PR #987, opened 2023-12-06
BAU: Move daily perf tests to a more carbon-friendly time

jfharden:
1. Move the nightly perf tests to 4am since it's a more carbon emissions friendly time than 11pm.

#### What is being asked:
Give back each line above precisely as it stands.

#### Result of this exercise:
PR #987, opened 2023-12-06
BAU: Move daily perf tests to a more carbon-friendly time

jfharden:
1. Move the nightly perf tests to 4am since it's a more carbon emissions friendly time than 11pm.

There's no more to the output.